■ **Goal of the exercise**:
Your answer should consist only of the line with "Leverage Lexer's Token type (follow up)" and the lines after it, reproduced exactly through the end of the entries below.

Entries taken from a collection
PR #10257, opened 2022-11-26
Leverage Lexer's Token type (follow up)

greg0ire:
Follow-up of f82db6a8946ed43bfc9294f6fd90ee81ed8264f6. The previous value introduced in
dc37c2cd2fd22fe8b57ddb1743aa629db98b76e3 was too restrictive, hence the changes to the Psalm baseline.

### DIFF
--- a/lib/Doctrine/ORM/Query/Parser.php
+++ b/lib/Doctrine/ORM/Query/Parser.php
@@ -551,7 +551,7 @@ class Parser
      * @param bool $resetPeek Reset peek after finding the closing parenthesis.
      *
      * @return mixed[]
-     * @psalm-return array{value: string, type: int|null|string, position: int}|null
+     * @psalm-return Token|null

■ **Task answer**:
Leverage Lexer's Token type (follow up)

greg0ire:
Follow-up of f82db6a8946ed43bfc9294f6fd90ee81ed8264f6. The previous value introduced in
dc37c2cd2fd22fe8b57ddb1743aa629db98b76e3 was too restrictive, hence the changes to the Psalm baseline.

### DIFF
--- a/lib/Doctrine/ORM/Query/Parser.php
+++ b/lib/Doctrine/ORM/Query/Parser.php
@@ -551,7 +551,7 @@ class Parser
      * @param bool $resetPeek Reset peek after finding the closing parenthesis.
      *
      * @return mixed[]
-     * @psalm-return array{value: string, type: int|null|string, position: int}|null
+     * @psalm-return Token|null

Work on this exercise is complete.